*EXERCISE INSTRUCTIONS:*
Transcribe exactly the lines that begin the material and continue through the line containing "jsontext.Value.Compact now takes in variadic Options". Leave out whatever follows.
RECORD EXCERPTS section start
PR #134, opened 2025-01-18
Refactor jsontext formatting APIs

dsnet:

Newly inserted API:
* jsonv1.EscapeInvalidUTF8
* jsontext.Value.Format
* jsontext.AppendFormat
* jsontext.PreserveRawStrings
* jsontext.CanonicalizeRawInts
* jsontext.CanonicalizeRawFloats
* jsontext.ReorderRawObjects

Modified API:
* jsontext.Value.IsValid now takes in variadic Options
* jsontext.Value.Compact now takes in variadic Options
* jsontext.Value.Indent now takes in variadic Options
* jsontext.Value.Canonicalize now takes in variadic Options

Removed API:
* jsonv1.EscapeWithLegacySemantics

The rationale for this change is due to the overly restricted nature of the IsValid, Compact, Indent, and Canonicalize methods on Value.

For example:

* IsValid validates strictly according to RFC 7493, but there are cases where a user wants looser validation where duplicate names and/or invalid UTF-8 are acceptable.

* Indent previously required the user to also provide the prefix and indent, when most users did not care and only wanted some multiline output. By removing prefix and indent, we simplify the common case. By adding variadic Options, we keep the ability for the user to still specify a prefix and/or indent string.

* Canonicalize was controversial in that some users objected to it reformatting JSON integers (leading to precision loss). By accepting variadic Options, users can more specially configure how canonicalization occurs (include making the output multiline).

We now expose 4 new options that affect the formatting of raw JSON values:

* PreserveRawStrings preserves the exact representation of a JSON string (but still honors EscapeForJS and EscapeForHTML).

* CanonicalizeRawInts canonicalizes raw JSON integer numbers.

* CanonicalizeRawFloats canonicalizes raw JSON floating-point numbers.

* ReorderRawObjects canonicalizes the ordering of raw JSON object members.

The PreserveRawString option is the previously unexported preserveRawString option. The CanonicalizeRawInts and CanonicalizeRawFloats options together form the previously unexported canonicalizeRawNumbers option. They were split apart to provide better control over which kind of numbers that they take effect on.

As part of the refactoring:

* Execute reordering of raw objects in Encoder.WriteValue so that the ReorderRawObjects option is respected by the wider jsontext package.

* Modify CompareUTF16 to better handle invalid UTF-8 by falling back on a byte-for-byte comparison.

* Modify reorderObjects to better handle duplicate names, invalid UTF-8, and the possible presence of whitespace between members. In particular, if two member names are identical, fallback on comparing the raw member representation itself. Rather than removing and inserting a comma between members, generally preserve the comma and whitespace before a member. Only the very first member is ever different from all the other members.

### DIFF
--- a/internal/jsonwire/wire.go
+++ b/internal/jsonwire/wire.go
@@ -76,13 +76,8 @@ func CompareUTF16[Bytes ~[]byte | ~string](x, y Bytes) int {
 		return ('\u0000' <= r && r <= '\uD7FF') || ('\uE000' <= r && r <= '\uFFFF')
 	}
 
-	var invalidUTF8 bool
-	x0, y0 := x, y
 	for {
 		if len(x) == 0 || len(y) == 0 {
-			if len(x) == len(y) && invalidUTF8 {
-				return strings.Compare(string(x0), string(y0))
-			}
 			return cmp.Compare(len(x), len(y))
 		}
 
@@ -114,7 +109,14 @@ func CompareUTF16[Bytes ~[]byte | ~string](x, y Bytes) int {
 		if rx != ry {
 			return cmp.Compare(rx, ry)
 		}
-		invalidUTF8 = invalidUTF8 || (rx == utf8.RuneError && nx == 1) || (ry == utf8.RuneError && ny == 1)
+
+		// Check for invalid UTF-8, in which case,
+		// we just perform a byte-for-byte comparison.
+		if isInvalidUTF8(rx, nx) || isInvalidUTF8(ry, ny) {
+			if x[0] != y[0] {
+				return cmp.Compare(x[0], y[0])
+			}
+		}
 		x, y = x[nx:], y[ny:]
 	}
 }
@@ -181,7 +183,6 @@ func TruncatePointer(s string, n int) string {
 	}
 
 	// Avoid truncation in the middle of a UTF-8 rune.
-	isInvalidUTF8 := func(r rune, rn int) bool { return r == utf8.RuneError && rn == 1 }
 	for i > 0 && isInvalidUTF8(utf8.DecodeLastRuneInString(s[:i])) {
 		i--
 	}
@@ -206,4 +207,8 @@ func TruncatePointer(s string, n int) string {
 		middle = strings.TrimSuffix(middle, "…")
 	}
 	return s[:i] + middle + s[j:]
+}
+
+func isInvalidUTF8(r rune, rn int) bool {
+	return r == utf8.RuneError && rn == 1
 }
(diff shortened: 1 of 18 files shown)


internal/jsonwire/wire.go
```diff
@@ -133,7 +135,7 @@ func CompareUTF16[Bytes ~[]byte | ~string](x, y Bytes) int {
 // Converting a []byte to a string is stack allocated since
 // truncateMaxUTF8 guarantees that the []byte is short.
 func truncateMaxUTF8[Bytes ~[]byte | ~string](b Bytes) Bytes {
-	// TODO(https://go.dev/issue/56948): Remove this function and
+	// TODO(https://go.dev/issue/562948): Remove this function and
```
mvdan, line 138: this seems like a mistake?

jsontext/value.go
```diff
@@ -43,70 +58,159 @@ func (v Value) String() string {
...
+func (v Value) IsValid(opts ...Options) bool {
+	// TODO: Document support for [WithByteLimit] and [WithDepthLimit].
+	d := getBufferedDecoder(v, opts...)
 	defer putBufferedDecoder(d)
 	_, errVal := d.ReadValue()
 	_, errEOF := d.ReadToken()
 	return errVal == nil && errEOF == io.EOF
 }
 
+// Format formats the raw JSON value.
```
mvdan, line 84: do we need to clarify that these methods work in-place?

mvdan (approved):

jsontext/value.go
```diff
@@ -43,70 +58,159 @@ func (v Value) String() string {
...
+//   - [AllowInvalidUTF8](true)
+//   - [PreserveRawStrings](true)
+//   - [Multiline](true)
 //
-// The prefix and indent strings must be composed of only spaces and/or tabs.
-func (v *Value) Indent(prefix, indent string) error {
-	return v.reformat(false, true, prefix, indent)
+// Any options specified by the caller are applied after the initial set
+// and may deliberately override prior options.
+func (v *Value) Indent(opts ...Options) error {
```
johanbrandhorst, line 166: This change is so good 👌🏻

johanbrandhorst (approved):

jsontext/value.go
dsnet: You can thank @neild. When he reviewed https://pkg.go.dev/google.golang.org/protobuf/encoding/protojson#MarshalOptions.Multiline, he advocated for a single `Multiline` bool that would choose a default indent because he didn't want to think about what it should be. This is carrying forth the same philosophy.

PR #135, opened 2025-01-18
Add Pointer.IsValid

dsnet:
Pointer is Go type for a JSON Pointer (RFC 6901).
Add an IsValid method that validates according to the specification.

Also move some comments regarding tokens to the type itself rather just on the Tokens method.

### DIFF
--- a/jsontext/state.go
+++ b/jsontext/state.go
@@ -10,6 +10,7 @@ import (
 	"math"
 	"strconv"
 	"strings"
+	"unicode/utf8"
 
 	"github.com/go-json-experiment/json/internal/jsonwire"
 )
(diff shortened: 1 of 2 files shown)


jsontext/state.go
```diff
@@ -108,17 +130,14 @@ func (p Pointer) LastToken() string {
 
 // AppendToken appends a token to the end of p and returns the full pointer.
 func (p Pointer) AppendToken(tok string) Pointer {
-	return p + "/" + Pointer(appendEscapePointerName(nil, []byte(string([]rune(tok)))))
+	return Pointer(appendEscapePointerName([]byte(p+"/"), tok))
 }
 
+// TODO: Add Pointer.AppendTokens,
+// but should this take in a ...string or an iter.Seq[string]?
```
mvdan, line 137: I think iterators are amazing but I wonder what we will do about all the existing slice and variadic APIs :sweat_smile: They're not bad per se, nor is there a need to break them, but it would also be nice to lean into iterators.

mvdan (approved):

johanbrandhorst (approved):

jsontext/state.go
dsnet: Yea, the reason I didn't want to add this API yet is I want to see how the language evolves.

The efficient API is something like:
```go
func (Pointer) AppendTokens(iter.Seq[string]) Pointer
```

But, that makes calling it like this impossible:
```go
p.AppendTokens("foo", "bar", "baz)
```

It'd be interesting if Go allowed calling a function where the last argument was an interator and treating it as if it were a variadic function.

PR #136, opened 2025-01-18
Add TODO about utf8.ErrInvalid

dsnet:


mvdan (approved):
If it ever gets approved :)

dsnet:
RECORD EXCERPTS section end
*YOUR SOLUTION:*
PR #134, opened 2025-01-18
Refactor jsontext formatting APIs

dsnet:

Newly inserted API:
* jsonv1.EscapeInvalidUTF8
* jsontext.Value.Format
* jsontext.AppendFormat
* jsontext.PreserveRawStrings
* jsontext.CanonicalizeRawInts
* jsontext.CanonicalizeRawFloats
* jsontext.ReorderRawObjects

Modified API:
* jsontext.Value.IsValid now takes in variadic Options
* jsontext.Value.Compact now takes in variadic Options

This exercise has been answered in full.